# Jalapenio cornbread



## hell fire grill (Feb 10, 2009)

I made this corn bread using Keri C's recipe. The only thing I done differently was to add a sliced up jalapenio and substituted 1/2 a cup of milk with 1/2 a cup of honey.


1 1/2 cups yellow corn meal
1/2 cup all-purpose flour
1/4 cup sugar
1 tablespoon baking powder
3/4 teaspoon salt
1 1/4 cupscold milk
1/3 cup vegetable oil
2 large eggs

1. Preheat oven to 375*. Place large cast iron skillet or 3 cast iron cornstick pans.
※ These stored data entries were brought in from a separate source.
PR #22, opened 2019-05-31
Convert value_set and explicit_edge to dune

fortunac:
- Converts the `value_set` and `explicit_edge` from oasis to dune. 
- Updates the READMEs to reflect the changes
- Adds `.gitignore`s to the `wp/resources/sample_binaries` directory


ccasin:
I built this and it worked.  A few questions/suggestions:

Right now, the build directions and dependencies are partially documented in the top-level `README.md`, and then there are more detailed instructions in `value_set/README.md`.  Suggest just deleting the stuff in the top-level one and replacing with a pointer to the other, to eliminate any risk of them getting out of sync.

Does the user actually need to install the dependencies in the README before doing the make?  I had forgotten to install `core` on this switch, and opam or dune noticed that and installed it when building `value_set`.  I'd suggest removing any instructions the user doesn't need to explicitly carry out manually.  Although, I had also forgotten to install oUnit, and that wasn't caught until I tried to run the tests, so I'm not totally clear on how the build system is tracking these dependencies.

jtpaasch:
For what it's worth, sometimes depext doesn't install all dependencies. Dustin and I found that it wouldn't install `ppx_deriving`, and so we had to add a line to the README indicating that the user should install that particular package explicitly.

explicit_edge/Makefile
```diff
@@ -1,55 +1,20 @@
...
+.PHONY: all build install clean
 
-doc: setup.ml setup.data build
-	$(SETUP) -doc $(DOCFLAGS)
+all: install
 
-test: setup.ml setup.data build
-	$(SETUP) -test $(TESTFLAGS)
+build:
+	bapbuild -pkg 'cbat_value_set' -tag 'warn(A-48-44)' $(PASS_NAME).plugin
```
codyroux: I recommend adding `-use-ocamlfind` here, which seems to be necessary when using an Ocaml version around `4.05`.

codyroux:
Some slight build shenanigans on my side which can be resolved, though I should probably upgrade to `4.07` ASAP.

PR #39, opened 2019-06-28
Fortunac/increment stack pointer

fortunac:


wp/lib/bap_wp/src/precondition.ml
```diff
@@ -155,12 +155,137 @@ let bv_to_bool (bv : Constr.z3_expr) (ctx : Z3.context) (width : int) : Constr.z
...
+            if Var.equal v rsp then begin
+              warning "RSP is being decremented by %s" (Word.to_string w) ;
+              rhs :: offsets
+            end else offsets
+          | _ -> offsets
+        end else
+          offsets)
+
+let increment_stack_ptr (post : Constr.t) (env : Env.t) (offsets : Exp.t list)
+  : Constr.t =
```
codyroux: Probably not a big deal, but you could pass the `Env.t` here, instead of throwing it away. Here the `Env.t` doesn't get updtated, so it doesn't change, but it would be more uniform.

wp/lib/bap_wp/src/precondition.ml
```diff
@@ -155,12 +155,137 @@ let bv_to_bool (bv : Constr.z3_expr) (ctx : Z3.context) (width : int) : Constr.z
...
+  let rsp, _ = Env.get_var env (Var.create "RSP" reg64_t) in
+  List.fold offsets ~init:post ~f:(fun p off ->
+      let z3_off, _, _, _ = exp_to_z3 off env in
```
codyroux: You'd keep the `env` argument here, and return it along with the result.

PR #40, opened 2019-07-01
Add architecture to environment

fortunac:


wp/lib/bap_wp/src/precondition.mli
```diff
@@ -99,8 +99,9 @@ val word_to_z3 : Z3.context -> Bap.Std.Word.t -> Constr.z3_expr
     Returns also the assumptions and the VCs generated by the hooks in the environment. *)
 val exp_to_z3 : Bap.Std.exp -> Env.t -> Constr.z3_expr * Constr.t list * Constr.t list * Env.t
 
-(** The default spec used when mapping subroutines to their preconditions. *)
-val spec_default : Bap.Std.Sub.t -> Env.fun_spec
+(** The default spec used when mapping subroutines to their preconditions.
```
codyroux: I feel like we could describe a bit more what this default spec is, e.g. `the default spec specifies a random output on the output register, if it is modified by the body of the subroutine, and the value of the stack pointer on the return, using a simple heuristic based on the increments of [SP] in the last block before the return`

wp/plugin/wp.ml
```diff
@@ -21,11 +21,16 @@ module Pre = Precondition
 module Env = Environment
 module Constr = Constraint
 
-exception Missing_function of string
+let missing_func_msg (func : string) : string =
+  Format.sprintf "Missing function: %s is not in binary." func
+
+let diff_arch_msg (arch1 : Arch.t) (arch2 : Arch.t) : string =
```
codyroux: Nice!

codyroux:
Looks really good! Maybe worth clarifying what the default spec is doing, though I'm guilty of that as well...

PR #41, opened 2019-07-02
Refactor unit tests into different modules

fortunac:


wp/lib/bap_wp/Makefile
```diff
@@ -14,7 +14,7 @@ install.local: build
 	dune install
 	opam pin add -y .
 
-test: test.unit
+test: test.unit test.performance
```
codyroux: Didn't we remove this for a reason?

wp/lib/bap_wp/tests/performance/test_precondition.ml
```diff
@@ -28,29 +28,24 @@ module BV = Z3.BitVector
...
   let end_time = Sys.time () in
   assert_equal ~ctxt:test_ctx
     ~printer:Z3.Solver.string_of_status
     ~pp_diff:(fun ff (exp, real) ->
-        Format.fprintf ff "\n\n%s\n%!" formatter;
+        Format.fprintf ff "\n\nPost:\n%a\n\nAnalyzing:\n%sPre:\n%a\n\n%!"
+          Constr.pp_constr post (Sub.to_string body) Constr.pp_constr pre;
         print_z3_model ff solver exp real)
     expected result;
   end_time -. start_time
```
codyroux: Maybe we should fail if `end_time -. start_time` is greater than some user-defined threshold: that's the point of performance tests, after all...

wp/lib/bap_wp/Makefile
fortunac: We removed it because the slowdown was coming from building the string rather than Z3. I fixed that, so that isn't the case anymore.

I put it back because we had some changes that broke the performance tests, and I think it would be a good idea to keep track of it even if we don't have that sophisticated of a test case.

codyroux:
Seems good, except I'm not sure about performance tests: it still doesn't feel like we're testing anything useful. Also they don't fail if performance regresses!

wp/lib/bap_wp/Makefile
codyroux: Did they break because of performance regression?

wp/lib/bap_wp/tests/performance/test_precondition.ml
fortunac: Whoops, I forgot about that. I'll put that in.

wp/lib/bap_wp/Makefile
codyroux: If not, might as well add a faster version to the "ordinary" tests...

fortunac: No, it was just an API change that caused the performance tests to be unable to compile

fortunac:
I agree, the performance tests still don't test anything useful. I was planning on making another PR with an updated performance test in the future.

codyroux:
Looks great!

PR #43, opened 2019-07-03
Print out lhs and rhs of an equality constraint

fortunac:
Refuted goals are built as a string in the form:

```
Refuted goals:
EAX0 = EAX09:
        Concrete values: #x80000004 = #x7ffffffd
        Z3 Expression: (let ((a!1 (bvadd #xfffffffd
                  (concat ((_ extract 31 8) (bvadd #xfffffffc EAX09))
                          (bvadd #xfc ((_ extract 7 0) EAX09))))))
                (= EAX0 a!1))
```


codyroux:
Great work!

When pans are hot, put a bit of Crisco in the bottom of each mold, or about 2 Tbsp in skillet, back into oven while mixing batter. 
2. In a large bowl, stir together the cornmeal, flour, sugar, baking powder and salt. Set aside.
3. In another big bowl, beat together the milk, oil and eggs. 
4. Add the dry ingredients to the wet and stir until just combined.
5. Remove pans from oven, spread the melted shortening well with a pastry brush into every nook and cranny of mold.
6. Quickly pour batter into skillet and bake for 30 - 35 mins for the skillet, 20 mins or so for pans.
7. Cool a couple of minutes in the pan, then cut into wedges or remove from pans.


----------



## jaye220 (Feb 10, 2009)

Very nice...that looks delicious.  I just found a great honey and sage cornbread recipe if you're interested.  It's a little sweet but perfect if you're in the mood for that kinda thing.


----------



## cowgirl (Feb 10, 2009)

Mmmmmmm....... Looks so good Cacus!


----------



## richoso1 (Feb 10, 2009)

Thta sounds/looks tasty. Thanks for sharing my friend. Anything with japs is OK with me.


----------



## hell fire grill (Feb 10, 2009)

Thanks for the comps. everyone. I forgot to add this was cooked in the smoker at 350*.


----------



## slanted88 (Feb 10, 2009)

Dang that looks good!


----------